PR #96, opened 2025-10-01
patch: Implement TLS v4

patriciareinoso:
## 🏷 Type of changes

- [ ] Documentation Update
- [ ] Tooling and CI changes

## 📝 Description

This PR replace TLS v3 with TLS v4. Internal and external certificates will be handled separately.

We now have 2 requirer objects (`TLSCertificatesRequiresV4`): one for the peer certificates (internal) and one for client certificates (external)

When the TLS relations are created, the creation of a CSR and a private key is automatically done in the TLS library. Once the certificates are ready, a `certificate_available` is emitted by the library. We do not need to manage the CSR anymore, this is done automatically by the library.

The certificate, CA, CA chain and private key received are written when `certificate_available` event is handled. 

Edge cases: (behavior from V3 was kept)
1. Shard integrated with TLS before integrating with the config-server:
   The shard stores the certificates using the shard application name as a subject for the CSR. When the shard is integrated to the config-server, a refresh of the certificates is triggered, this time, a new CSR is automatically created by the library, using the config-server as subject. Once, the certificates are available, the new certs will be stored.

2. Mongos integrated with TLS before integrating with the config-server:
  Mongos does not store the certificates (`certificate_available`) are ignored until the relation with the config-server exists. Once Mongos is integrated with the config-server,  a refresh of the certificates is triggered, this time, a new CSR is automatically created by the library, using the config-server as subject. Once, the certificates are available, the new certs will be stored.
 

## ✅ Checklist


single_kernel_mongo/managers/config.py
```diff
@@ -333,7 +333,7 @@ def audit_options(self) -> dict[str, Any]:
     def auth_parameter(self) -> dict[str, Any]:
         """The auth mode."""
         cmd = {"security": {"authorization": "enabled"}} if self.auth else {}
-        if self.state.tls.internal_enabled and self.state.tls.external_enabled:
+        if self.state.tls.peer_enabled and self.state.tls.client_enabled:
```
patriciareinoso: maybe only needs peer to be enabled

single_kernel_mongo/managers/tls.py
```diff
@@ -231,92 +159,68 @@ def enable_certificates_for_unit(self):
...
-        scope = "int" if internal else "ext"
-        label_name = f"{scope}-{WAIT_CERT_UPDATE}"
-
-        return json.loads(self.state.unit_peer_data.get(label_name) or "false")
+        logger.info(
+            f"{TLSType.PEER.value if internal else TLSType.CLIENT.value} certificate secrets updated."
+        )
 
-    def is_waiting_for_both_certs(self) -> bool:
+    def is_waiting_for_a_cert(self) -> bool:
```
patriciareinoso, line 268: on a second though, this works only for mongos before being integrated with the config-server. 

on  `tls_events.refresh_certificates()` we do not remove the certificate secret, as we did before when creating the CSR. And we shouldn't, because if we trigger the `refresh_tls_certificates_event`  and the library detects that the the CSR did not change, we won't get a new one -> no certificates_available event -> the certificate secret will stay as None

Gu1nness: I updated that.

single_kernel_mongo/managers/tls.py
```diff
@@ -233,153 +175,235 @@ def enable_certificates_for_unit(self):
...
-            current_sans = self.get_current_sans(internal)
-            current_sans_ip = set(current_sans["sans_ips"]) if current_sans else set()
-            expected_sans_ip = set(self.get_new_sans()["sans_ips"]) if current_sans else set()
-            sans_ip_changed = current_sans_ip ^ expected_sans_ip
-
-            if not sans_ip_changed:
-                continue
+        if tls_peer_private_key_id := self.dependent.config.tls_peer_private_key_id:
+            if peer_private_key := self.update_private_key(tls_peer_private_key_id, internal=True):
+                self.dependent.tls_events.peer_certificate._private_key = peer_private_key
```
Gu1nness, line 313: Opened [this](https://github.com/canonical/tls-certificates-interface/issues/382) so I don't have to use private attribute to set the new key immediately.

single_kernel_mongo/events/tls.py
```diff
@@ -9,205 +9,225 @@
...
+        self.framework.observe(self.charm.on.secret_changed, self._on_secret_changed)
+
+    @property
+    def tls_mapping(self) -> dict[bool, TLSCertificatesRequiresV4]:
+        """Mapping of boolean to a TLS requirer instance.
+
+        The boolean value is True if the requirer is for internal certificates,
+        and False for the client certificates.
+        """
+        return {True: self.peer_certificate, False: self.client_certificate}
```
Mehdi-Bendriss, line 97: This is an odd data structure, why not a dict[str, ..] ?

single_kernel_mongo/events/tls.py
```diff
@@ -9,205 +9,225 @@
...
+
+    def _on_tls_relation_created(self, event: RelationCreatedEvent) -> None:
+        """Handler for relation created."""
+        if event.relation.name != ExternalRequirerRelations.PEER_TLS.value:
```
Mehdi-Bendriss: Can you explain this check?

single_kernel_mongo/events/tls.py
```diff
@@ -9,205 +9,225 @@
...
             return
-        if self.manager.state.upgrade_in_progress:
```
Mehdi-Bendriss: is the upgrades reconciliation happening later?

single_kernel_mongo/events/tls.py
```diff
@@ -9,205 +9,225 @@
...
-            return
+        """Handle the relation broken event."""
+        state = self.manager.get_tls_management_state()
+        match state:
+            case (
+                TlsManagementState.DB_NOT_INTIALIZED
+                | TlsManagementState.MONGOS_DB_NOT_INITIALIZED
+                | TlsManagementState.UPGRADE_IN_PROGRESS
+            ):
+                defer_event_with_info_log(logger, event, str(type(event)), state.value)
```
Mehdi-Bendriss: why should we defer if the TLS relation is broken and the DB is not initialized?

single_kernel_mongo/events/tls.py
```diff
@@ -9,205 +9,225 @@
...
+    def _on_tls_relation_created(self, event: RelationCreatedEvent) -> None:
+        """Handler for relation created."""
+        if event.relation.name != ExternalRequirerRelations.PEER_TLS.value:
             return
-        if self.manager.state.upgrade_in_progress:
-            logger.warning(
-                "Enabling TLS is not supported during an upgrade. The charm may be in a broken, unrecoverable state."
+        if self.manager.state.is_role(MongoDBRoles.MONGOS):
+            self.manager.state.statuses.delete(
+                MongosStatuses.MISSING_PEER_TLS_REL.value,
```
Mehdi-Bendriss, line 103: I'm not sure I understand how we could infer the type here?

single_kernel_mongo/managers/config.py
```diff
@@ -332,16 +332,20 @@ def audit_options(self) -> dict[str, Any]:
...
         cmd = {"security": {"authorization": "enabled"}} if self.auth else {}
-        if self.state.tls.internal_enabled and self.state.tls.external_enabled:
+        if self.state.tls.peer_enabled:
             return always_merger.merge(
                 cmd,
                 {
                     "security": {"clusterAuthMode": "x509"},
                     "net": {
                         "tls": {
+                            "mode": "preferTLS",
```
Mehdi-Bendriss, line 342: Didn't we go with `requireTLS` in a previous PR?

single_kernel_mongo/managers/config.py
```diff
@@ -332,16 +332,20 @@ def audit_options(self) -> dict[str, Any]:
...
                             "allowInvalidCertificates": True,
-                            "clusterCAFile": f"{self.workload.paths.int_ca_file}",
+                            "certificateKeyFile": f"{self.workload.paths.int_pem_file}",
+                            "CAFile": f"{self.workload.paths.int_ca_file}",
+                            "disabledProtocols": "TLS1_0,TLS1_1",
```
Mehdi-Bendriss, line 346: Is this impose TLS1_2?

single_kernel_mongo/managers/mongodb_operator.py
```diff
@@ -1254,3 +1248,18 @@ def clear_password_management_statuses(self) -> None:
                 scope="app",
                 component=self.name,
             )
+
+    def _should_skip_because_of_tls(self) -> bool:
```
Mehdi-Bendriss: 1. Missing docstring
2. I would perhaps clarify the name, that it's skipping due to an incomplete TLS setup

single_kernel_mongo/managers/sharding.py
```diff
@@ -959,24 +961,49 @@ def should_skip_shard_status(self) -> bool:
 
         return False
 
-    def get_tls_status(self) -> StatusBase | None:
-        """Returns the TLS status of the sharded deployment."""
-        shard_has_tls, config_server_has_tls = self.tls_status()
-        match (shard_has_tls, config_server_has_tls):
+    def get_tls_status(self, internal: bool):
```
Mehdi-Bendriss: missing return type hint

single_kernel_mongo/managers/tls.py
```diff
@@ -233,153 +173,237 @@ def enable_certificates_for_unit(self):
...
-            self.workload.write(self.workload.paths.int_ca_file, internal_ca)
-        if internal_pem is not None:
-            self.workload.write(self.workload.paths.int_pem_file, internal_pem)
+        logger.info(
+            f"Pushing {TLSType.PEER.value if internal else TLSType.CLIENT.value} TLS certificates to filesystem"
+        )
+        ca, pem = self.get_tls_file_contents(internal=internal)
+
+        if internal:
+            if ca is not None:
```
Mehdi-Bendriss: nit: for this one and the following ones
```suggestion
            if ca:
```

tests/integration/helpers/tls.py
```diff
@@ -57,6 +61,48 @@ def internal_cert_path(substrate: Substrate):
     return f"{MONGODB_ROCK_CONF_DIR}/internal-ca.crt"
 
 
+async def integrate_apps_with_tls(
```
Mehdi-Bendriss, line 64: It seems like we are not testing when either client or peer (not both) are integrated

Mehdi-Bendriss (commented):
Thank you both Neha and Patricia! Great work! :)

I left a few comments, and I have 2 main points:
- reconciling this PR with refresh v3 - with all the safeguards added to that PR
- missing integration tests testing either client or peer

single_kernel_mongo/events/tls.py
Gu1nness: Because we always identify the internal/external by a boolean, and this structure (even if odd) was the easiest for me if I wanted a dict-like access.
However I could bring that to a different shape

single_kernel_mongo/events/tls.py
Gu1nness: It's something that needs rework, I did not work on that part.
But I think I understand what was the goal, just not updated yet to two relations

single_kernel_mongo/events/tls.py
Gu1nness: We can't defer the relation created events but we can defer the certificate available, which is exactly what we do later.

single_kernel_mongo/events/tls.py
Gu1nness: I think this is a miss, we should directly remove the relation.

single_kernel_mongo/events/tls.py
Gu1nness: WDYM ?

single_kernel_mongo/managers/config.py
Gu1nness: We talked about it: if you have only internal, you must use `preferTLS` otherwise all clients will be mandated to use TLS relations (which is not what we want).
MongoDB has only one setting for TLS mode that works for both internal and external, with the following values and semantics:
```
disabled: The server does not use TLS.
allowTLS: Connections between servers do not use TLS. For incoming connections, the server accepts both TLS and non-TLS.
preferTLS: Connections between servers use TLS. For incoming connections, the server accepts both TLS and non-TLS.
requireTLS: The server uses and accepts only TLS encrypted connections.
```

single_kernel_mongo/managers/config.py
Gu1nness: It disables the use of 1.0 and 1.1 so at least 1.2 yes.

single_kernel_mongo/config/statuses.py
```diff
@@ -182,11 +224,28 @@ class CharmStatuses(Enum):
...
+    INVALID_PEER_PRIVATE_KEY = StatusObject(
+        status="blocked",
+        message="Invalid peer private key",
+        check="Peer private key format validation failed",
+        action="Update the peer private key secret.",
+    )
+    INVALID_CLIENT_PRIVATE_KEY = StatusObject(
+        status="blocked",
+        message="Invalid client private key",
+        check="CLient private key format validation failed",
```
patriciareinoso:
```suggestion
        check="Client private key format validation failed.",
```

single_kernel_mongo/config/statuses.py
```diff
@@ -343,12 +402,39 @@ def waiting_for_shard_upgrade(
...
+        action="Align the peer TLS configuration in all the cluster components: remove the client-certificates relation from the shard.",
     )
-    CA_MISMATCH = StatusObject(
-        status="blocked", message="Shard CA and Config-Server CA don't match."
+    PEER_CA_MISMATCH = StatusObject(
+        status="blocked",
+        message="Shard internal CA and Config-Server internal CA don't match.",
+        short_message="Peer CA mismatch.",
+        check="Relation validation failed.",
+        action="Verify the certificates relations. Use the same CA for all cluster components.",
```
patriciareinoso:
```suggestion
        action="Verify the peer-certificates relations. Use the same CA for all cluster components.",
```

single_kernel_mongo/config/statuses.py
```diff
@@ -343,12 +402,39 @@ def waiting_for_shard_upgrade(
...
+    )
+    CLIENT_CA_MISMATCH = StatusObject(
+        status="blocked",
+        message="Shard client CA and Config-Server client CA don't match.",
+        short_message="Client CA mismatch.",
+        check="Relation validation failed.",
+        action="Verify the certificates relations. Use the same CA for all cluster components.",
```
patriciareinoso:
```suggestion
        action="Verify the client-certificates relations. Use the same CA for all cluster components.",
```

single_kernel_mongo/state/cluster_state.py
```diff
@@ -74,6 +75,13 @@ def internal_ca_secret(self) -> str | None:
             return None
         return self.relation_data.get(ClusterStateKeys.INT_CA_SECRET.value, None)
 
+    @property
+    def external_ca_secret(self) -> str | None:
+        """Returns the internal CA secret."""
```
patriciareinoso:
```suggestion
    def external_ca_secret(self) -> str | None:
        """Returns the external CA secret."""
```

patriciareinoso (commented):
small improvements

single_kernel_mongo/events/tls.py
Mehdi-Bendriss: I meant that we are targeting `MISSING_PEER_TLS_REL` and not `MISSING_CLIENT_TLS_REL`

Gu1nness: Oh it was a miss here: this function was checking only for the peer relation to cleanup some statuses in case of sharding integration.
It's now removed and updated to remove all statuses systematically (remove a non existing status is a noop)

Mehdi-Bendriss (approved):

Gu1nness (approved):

=-=-=

• How to complete this task:
The expected answer is a copy of each line in the records that holds the word "else".

• Solution to this exercise:
         cmd = {"security": {"authorization": "enabled"}} if self.auth else {}
-        scope = "int" if internal else "ext"
+            f"{TLSType.PEER.value if internal else TLSType.CLIENT.value} certificate secrets updated."
-            current_sans_ip = set(current_sans["sans_ips"]) if current_sans else set()
-            expected_sans_ip = set(self.get_new_sans()["sans_ips"]) if current_sans else set()
         cmd = {"security": {"authorization": "enabled"}} if self.auth else {}
+            f"Pushing {TLSType.PEER.value if internal else TLSType.CLIENT.value} TLS certificates to filesystem"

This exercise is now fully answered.